Stored data entries:

PR #320, opened 2025-10-28
Mixed Pbc Support

curtischong:
## Summary

Updates torchsim to use the latest version of Vesin which supports mixed PBC neighborlist calculations.

## Checklist

### DIFF
--- a/examples/tutorials/diff_sim.py
+++ b/examples/tutorials/diff_sim.py
@@ -381,7 +381,7 @@ def simulation(
     # Randomly initialize the system.
     # Fix seed for reproducible random positions
     torch.manual_seed(seed)
-    R = torch.rand(N, 2) * box_size
+    R = torch.rand(N, 3) * box_size
 
     # Minimize to the nearest minimum.
     init_fn, apply_fn = gradient_descent(model, lr=0.1)
@@ -424,7 +424,7 @@ diameters = torch.linspace(0.4, 1.0, 10)
 seeds = torch.arange(1, 6)
 box_size_tensor = torch.zeros(len(diameters), len(seeds))
 raft_energy_tensor = torch.zeros(len(diameters), len(seeds))
-bubble_positions_tensor = torch.zeros(len(diameters), len(seeds), N, 2)
+bubble_positions_tensor = torch.zeros(len(diameters), len(seeds), N, 3)
 for i, d in enumerate(diameters):
     for j, s in enumerate(seeds):
         box_size, raft_energy, bubble_positions = simulation(d, s)


curtischong:
got more time tonight will continue then

torch_sim/io.py
```diff
@@ -362,18 +369,11 @@ def phonopy_to_state(
         torch.arange(len(phonopy_atoms_list), device=device), atoms_per_system
     )
 
-    """
-    NOTE: PhonopyAtoms does not have pbc attribute for Supercells assume True
-    Verify consistent pbc
-    if not all(all(at.pbc) == all(phonopy_atoms_lst[0].pbc) for at in phonopy_atoms_lst):
-        raise ValueError("All systems must have the same periodic boundary conditions")
-    """
-
```
curtischong, line 371: I'm unfamiliar with this "supercell" thing. but I deleted it because I think that phononpy always has periodic boundary conditions (https://github.com/phonopy/phonopy/blob/develop/phonopy/structure/atoms.py#L140)? Maybe I just revert this change and we can talk it out in a different PR

torch_sim/models/soft_sphere.py
```diff
@@ -714,7 +715,7 @@ def unbatched_forward(  # noqa: PLR0915
                 cell=cell,
                 pbc=self.pbc,
                 cutoff=self.cutoff,
-                sorti=False,
```
curtischong, line 717: yep. this is a spelling mistake

examples/scripts/7_Others/7.3_Batched_neighbor_list.py
```diff
@@ -18,8 +18,7 @@
 cutoff = torch.tensor(4.0, dtype=pos.dtype)
 self_interaction = False
 
-# Fix: Ensure pbc has the correct shape [n_systems, 3]
-pbc_tensor = torch.tensor([[pbc] * 3] * len(atoms_list), dtype=torch.bool)
+pbc_tensor = torch.tensor(pbc).repeat(state.n_systems, 1)
```
curtischong, line 22: this repeat is needed since torch_nl_linked_cell accepts (num_systems, 3) for the pbc. it doens't just accept a tensor of shape (3,)

tests/test_trajectory.py
```diff
@@ -93,7 +93,7 @@ def test_write_state_single(
     assert trajectory.get_array("positions").shape == (1, 10, 3)
     assert trajectory.get_array("atomic_numbers").shape == (1, 10)
     assert trajectory.get_array("cell").shape == (1, 3, 3)
-    assert trajectory.get_array("pbc").shape == (1,)
+    assert trajectory.get_array("pbc").shape == (1, 3)
```
curtischong: I'm not 100% sure this is the correct test. should it be shape (1,3) or just shape (3,)

torch_sim/integrators/md.py
```diff
@@ -154,10 +172,14 @@ def position_step[T: MDState](state: T, dt: float | torch.Tensor) -> T:
     """
     new_positions = state.positions + state.velocities * dt
 
-    if state.pbc:
+    # TODO(curtis): we should only wrap along pbc axes
+    if state.pbc.any():
```
curtischong: lol wait we're going to remove this wrapping. I'll leave wrapping in this PR, but we should delete it in another for discoverability (so ppl can see "removed wrapping" in the change log)

torch_sim/models/metatomic.py
```diff
@@ -217,7 +213,7 @@ def forward(self, state: ts.SimState | StateDict) -> dict[str, torch.Tensor]:  #
                     positions=system_positions,
                     types=system_atomic_numbers,
                     cell=system_cell,
-                    pbc=system_pbc,
```
curtischong, line 220: the simstate.pbc is a torch.Tensor by default now! so we don't need this

torch_sim/neighbors.py
```diff
@@ -11,7 +11,7 @@
 @torch.jit.script
 def primitive_neighbor_list(  # noqa: C901, PLR0915
     quantities: str,
-    pbc: tuple[bool, bool, bool],
```
curtischong, line 14: this is a breaking change. but I'm fine with this change because this will make pbc match all of the other params. if this param was `bool` originally, I'd probably want to make it a `torch.Tensor | bool` instead.

Another reason why I don't want to do `torch.Tensor | bool`  is because I think that torch.jit.script will be slightly confused by union types (and I'll need to manually specify overrides)

torch_sim/transforms.py
```diff
@@ -149,14 +157,20 @@ def pbc_wrap_general(
     frac_coords = positions @ torch.linalg.inv(lattice_vectors).T
 
     # Wrap to reference cell [0,1) using modulo
-    wrapped_frac = frac_coords % 1.0
+    wrapped_frac = frac_coords.clone()
+    wrapped_frac[:, pbc[0]] = frac_coords[:, pbc[0]] % 1.0
+    wrapped_frac[:, pbc[1]] = frac_coords[:, pbc[1]] % 1.0
+    wrapped_frac[:, pbc[2]] = frac_coords[:, pbc[2]] % 1.0
```
curtischong: I tried  `wrapped_frac[:, pbc] = frac_coords[:, pbc] % 1.0` and it doesn't work :'(

curtischong:
there is an annoying bug with torch.jit that I'm trying to solve in a test (our nl function takes too long bc we are timing the compilation and the invocation of the function I believe) but the main API for this is pretty much done. So you can review if you want

torch_sim/transforms.py
thomasloux: Are you sure it doesn't work?
It's a deprecated method, we may not want to adapt it and use it.
If we do want to keep it, pbc needs to be a (d,) shape and so this method doesn't work (I'm actually surprise it would work here. It probably only does because you provide a (n_systems, 3) pbc tensor.

thomasloux: So yes actually the answer is my last observation. But as you don't have a system_idx, you probably need to squeeze to account for (1, d) shape and if n_systems>1 raise an error

torch_sim/transforms.py
```diff
@@ -202,7 +222,10 @@ def pbc_wrap_batched(
     frac_coords = torch.bmm(B_per_atom, positions.unsqueeze(2)).squeeze(2)
 
     # Wrap to reference cell [0,1) using modulo
-    wrapped_frac = frac_coords % 1.0
+    wrapped_frac = frac_coords.clone()
+    wrapped_frac[:, pbc[0]] = frac_coords[:, pbc[0]] % 1.0
```
thomasloux: Same remark, but now account for systems_idx:

wrapped_frac[pbc[system_idx]] should work

torch_sim/transforms.py
```diff
@@ -216,19 +239,22 @@ def minimum_image_displacement(
...
     Returns:
         torch.Tensor: Minimum image displacement vectors with same shape as input.
     """
-    if cell is None or not pbc:
+    if isinstance(pbc, bool):
+        pbc = torch.tensor([pbc] * 3, dtype=torch.bool, device=dr.device)
+    if cell is None or not pbc.any():
         return dr
 
     # Convert to fractional coordinates
```
thomasloux, line 247: You need to adapt the rest of the function to account for mixed periodicity. 
Chatgpt suggests this, which I think is correct:
`    dr_frac -= torch.where(pbc, torch.round(dr_frac), torch.zeros_like(dr_frac))`

torch_sim/neighbors.py
```diff
@@ -778,9 +783,9 @@ def torch_nl_linked_cell(
         positions (torch.Tensor [n_atom, 3]):
             A tensor containing the positions of atoms wrapped inside
             their respective unit cells.
-        cell (torch.Tensor [3*n_structure, 3]): Unit cell vectors according to
+        cell (torch.Tensor [3*num_systems, 3]): Unit cell vectors according to
```
thomasloux: I would rather use n_systems to be consistent with SimState

torch_sim/neighbors.py
thomasloux: Seems reasonable

torch_sim/io.py
thomasloux: Phonopy only makes sense for periodic crystal, although I can imagine that some people may want to that for some kind of 2D crystals with a small z-axis thickness. Sounds reasonable to me to keep that.

tests/test_trajectory.py
thomasloux: I think pbc should be system_attributes so I would argue for (1, 3)

torch_sim/io.py
curtischong: yeah it only makes sense for periodic crystals. But I'll revert this bc I feel like it's better discussed in a diff PR

tests/test_trajectory.py
curtischong: yeah I saw that we're also probably going to change trajectory reporter soon as well to make it less confusing

torch_sim/transforms.py
curtischong: The `d` shape is true. since it's deprecated I'm in favor of not updating this function

torch_sim/transforms.py
curtischong: I definitely missed this.

torch_sim/transforms.py
curtischong: Since pbc is currently a global attribute I think the current change is okay.

curtischong:
@orionarcher or @abhijeetgangan do you recall why pbc is a global attribute? I'm actually fine with either option (it being a global/system attribute) because I think when ppl are doing simulations, they would choose to fix periodicity for all of the systems in their batch.

I do see the case for it being a system attribute. Just wanted your opinion!

tests/test_trajectory.py
curtischong: I don't think performance-wise making pbc a system attribute will do anything. Since I can see the case for torchsim taking in arbitrary states and manipulating them I am also leaning towards making pbc a system attribute

abhijeetgangan:
@curtischong In principle you could have different settings for each system in the batch, even mixed PBC for that matter. Only cases it would break would be where the simulations is meant for PBC systems only like phonons or elastic constants etc. We could certainly add error handling case by case but I think this could be future addition and we can keep and issue open for it.

IMO this PR is already a big feature compared to the latter as I see it having more applications than people running different PBC systems in a batch.

thomasloux:
> IMO this PR is already a big feature compared to the latter as I see it having more applications than people running different PBC systems in a batch.

I agree, we should do that separately. Thanks for this PR @curtischong

torch_sim/transforms.py
thomasloux: ok but I don't think this code is correct. if pbc is tensor of shape (3,), all lines do the same. then normally wrapped_frac[:, pbc] should work. if pbc is shape (1, 3) then wrapped_frac[:, pbc[0]], but then I don't understand how the test can pass

curtischong: I think I was testing on stale code. I've updated it to use `wrapped_frac[:, pbc] = frac_coords[:, pbc] % 1.0`

tests/test_trajectory.py
curtischong: okay. yeah this is completely wrong. In this PR I'll keep pbc a global attribute and make it (3,). that should be the last one. Man I was quite tired when I first wrote this PR.

curtischong:
@thomasloux I have to rewrite how trajectory stores pbc tensors later tonight (it doesn't understand global attributes that are not constants). but other than that, we should be good.

torch_sim/trajectory.py
curtischong, line 1: The tests pass, but I had a hard time following this logic. This file is overdue for an overhaul.

torch_sim/state.py
```diff
@@ -91,6 +93,11 @@ def system_idx(self) -> torch.Tensor:
             """A getter for system_idx that tells type checkers it's always defined."""
             return self.system_idx
 
+        @property
+        def pbc(self) -> torch.Tensor:
+            """A getter for pbc that tells type checkers it's always defined."""
+            return self.pbc
```
orionarcher, line 99: I have mixed feelings about adding nonfunctional code just to satisfy type checkers. Why aren't they picking up on the attribute?

torch_sim/state.py
```diff
@@ -125,6 +129,13 @@ def __post_init__(self) -> None:
                 f"masses {shapes[1]}, atomic_numbers {shapes[2]}"
             )
 
+        if isinstance(self.pbc, bool):
+            self.pbc = [self.pbc] * 3
+        if not isinstance(self.pbc, torch.Tensor):
+            self.pbc = torch.tensor(
+                self.pbc, dtype=torch.bool, device=self.positions.device
```
orionarcher: nit but should be able to use `self.device` instead of `self.positions.device`

torch_sim/trajectory.py
orionarcher: I'd like to see trajectory aligned with the [H5MD](https://www.nongnu.org/h5md/) standard at some point, thats the next overhaul I have planned

torch_sim/trajectory.py
```diff
@@ -828,11 +834,11 @@ def return_prop(self: Self, prop: str, frame: int) -> np.ndarray:
...
                 start, stop = 0, 1
-            return self.get_array(prop, start=start, stop=stop)[0]
+            return self.get_array(prop, start=start, stop=stop)
 
-        arrays["cell"] = np.expand_dims(return_prop(self, "cell", frame), axis=0)
-        arrays["atomic_numbers"] = return_prop(self, "atomic_numbers", frame)
-        arrays["masses"] = return_prop(self, "masses", frame)
+        arrays["cell"] = np.expand_dims(return_prop(self, "cell", frame), axis=0)[0]
+        arrays["atomic_numbers"] = return_prop(self, "atomic_numbers", frame)[0]
+        arrays["masses"] = return_prop(self, "masses", frame)[0]
```
orionarcher: why move the index here?

orionarcher (commented):
Broadly looking good to me, a few comments

orionarcher:
> IMO this PR is already a big feature compared to the latter as I see it having more applications than people running different PBC systems in a batch.

Given that we may soon have batched neighbor list calculations it's unclear to me if we want to support mixed-PBC. It's nice in principle but I would bet it's very rarely needed in practice and may complicate neighbor list calculations.

tests/test_trajectory.py
orionarcher: Agree let's keep as (3,) for now

torch_sim/state.py
curtischong: This is because we define the attribute as torch.Tensor | bool so when the dataclass is initialized, users know they can pass those types in. This attribute is converted to a torch.Tensor inside the __post_init__. This typehint here is to let users know that when they access this attribute it's always a torch.Tensor.

I tried many different things to make this type accurate. One idea I had was to make pbc just a torch.Tensor, and then manually define a custom __init__ for the dataclass. Unfortunately, child classes will have to **manually** call this init - which is just really messy and bloats up all of the code for children childclasses. I believe that this is the best way to use the nice "auto init" functions that dataclasses provides while having accurate types

torch_sim/trajectory.py
curtischong: I updated the return_prop function (line 831) to not auto return the [0] index. This was done because `return_prop(self, "pbc", frame)` is now a global attribute that is a tensor (so we don't want to just return the first index, but the entire tensor).

So for all of the attributes, the functionality is the exact same - it's actually just a change to make PBC to work. (so we can return a tensor for global attribuets - not just constants - which was what it was before)

curtischong:
I think catalytic applications would benefit from mixed PBC (without having to manually create a vacuum).

Mixed PBC does complicate the writing of kernels. Here is an example of what Vesin had to do when implementing mixed PBC https://github.com/Luthaf/vesin/pull/76/files#diff-38d490d3ab0a91479a981cd188ef933c68d7cbb24bc90ab3d66595f7da4e0da6R133
I do think that this PR does seem larger than it actually is because I think mic displacement vectors were changed to match ASE's. 

Here was my implementation of mixed PBC in vesin (albeit with the wrong mic displacement vectors) and it's quite small
https://github.com/Luthaf/vesin/pull/75/files#diff-38d490d3ab0a91479a981cd188ef933c68d7cbb24bc90ab3d66595f7da4e0da6R74

We should ask the nvidia ppl to see how hard it might be to add mixed PBC (can they use the same algorithms?). It might be a really small change like the diff in my PR

torch_sim/state.py
thomasloux: I actually still think, we could do the custom *init* only for SimState, and assume, as it is the case at the moment, that any Subclass of SimState (MDState...) will be created from a init_fn and another SimState, so that pbc will indeed be a torch.Tensor.

torch_sim/trajectory.py
```diff
@@ -643,10 +643,15 @@ def get_array(
         if name not in self.array_registry:
             raise ValueError(f"Array {name} not found in registry")
 
-        return self._file.root.data.__getitem__(name).read(
+        data = self._file.root.data.__getitem__(name).read(
             start=start, stop=stop, step=step
         )
 
+        if name == "pbc":
```
thomasloux: Why did you choose to squeeze here ?

torch_sim/trajectory.py
thomasloux: are you sure about that? I think it's just because get_array(name, n_frame, n_frame+1) normally return (1, size). You modify it to squeeze for pbc, so indeed you need to modify here.  But I think you shouldn't squeeze pbc

torch_sim/state.py
curtischong: Nope. Child dataclasses do not call the inits of parent dataclasses (because they don't know which params to pass in - annoying I know). See https://github.com/TorchSim/torch-sim/pull/335.

This issue is reported here https://bugs.python.org/issue43835

I should add a comment in the code pointing to that issue

thomasloux: I agree, but my point is that it's not a problem. You can assume it *will* be a torch.Tensor because it will be initiated from a SimState

thomasloux: If I take a NVT Langevin, the init function is 

```
def nvt_langevin_init(
    state: SimState | StateDict,
    model: ModelInterface,
    *,
    kT: float | torch.Tensor,
    seed: int | None = None,
    **_kwargs: Any,
) -> MDState:
    """Docs..."""
    if not isinstance(state, SimState):
        state = SimState(**state)

    model_output = model(state)

    momenta = getattr(
        state,
        "momenta",
        calculate_momenta(state.positions, state.masses, state.system_idx, kT, seed),
    )

    return MDState(
        positions=state.positions,
        momenta=momenta,
        energy=model_output["energy"],
        forces=model_output["forces"],
        masses=state.masses,
        cell=state.cell,
        pbc=state.pbc, # So pbc is taken from a SimState, so pbc *is* torch.tensor
        system_idx=state.system_idx,
        atomic_numbers=state.atomic_numbers,
        constraints=state.constraints,
    )
```

thomasloux: My code design assumes that no user should create directly a MDState, which can be called into question. But it has the advantage of being a simpler code

torch_sim/trajectory.py
curtischong: I need to stop vibecoding this fix. My apologies

torch_sim/state.py
curtischong: ahhh I was confusing nvt_langevin_init with the __init__ of MDState. Can you put an issue up? so we can discuss it further (bc it'll prob be in a diff PR). Personally I'm fine with either pattern (using the overrides like I was doing in this PR vs the nvt_langevin_init function)

torch_sim/trajectory.py
```diff
@@ -518,6 +518,20 @@ def write_arrays(
 
         self.flush()
 
+    def write_global_array(self, name: str, array: np.ndarray | torch.Tensor) -> None:
```
curtischong, line 515: I needed to write this function just for pbc. because otherwise the trajectory format will add an extra dimension (bc `write_arrays` thinks there is a system_idx dimension)

torch_sim/trajectory.py
```diff
@@ -830,15 +839,17 @@ def _get_state_arrays(self, frame: int) -> dict[str, np.ndarray]:
         arrays["positions"] = self.get_array("positions", start=frame, stop=frame + 1)[0]
 
         def return_prop(self: Self, prop: str, frame: int) -> np.ndarray:
+            if prop == "pbc":
```
curtischong, line 836: yes I hate this extra if statement as well. this trajectory file format also doesn't egneralize well to global attributes from child simstates. we need to settle on a good simstate definition for attributes soon

thomasloux (commented):
opened a PR just before you on that. Is the change on radian really needed? If so i'll change my PR and merge it

curtischong:
I was mainly trying to fix the tests. was still playing around. if you got it to work without the radian it's fine. the angle is the actual issue. I'll probably revert the orb changes and rebase off main to have your fix

examples/tutorials/diff_sim.py
```diff
@@ -369,20 +373,25 @@ def simulation(
 ) -> tuple[torch.Tensor, torch.Tensor, torch.Tensor]:
     # Create the simulation environment.
     box_size = box_size_at_packing_fraction(diameter, packing_fraction)
-    cell = torch.eye(2) * box_size
+    cell = torch.eye(3) * box_size
```
thomasloux, line 376: I'm not against diff_sim being in 3D, but was there any reason to be in 2D in the first place?

tests/test_trajectory.py
```diff
@@ -509,7 +510,7 @@ def test_write_ase_trajectory(
         np.testing.assert_allclose(
             atoms.get_atomic_numbers(), random_state.atomic_numbers.numpy()
         )
-        assert atoms.pbc.all() == random_state.pbc
+        np.testing.assert_array_equal(atoms.pbc, random_state.pbc.numpy())
```
thomasloux, line 513: maybe you should transfer first in cpu() in case we ever run this on gpu?

curtischong: I think this is fine because the random_state is automatically made on cpu by default. Maybe we can do it in a separate PR if people run these tests and see it fail? (trying to keep this one slim)

examples/tutorials/diff_sim.py
curtischong: ¯\\_(ツ)_/¯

- **Task details**: Lines that include the word "False" are to be extracted from the data above.

- **Finished task**:
-                sorti=False,
 self_interaction = False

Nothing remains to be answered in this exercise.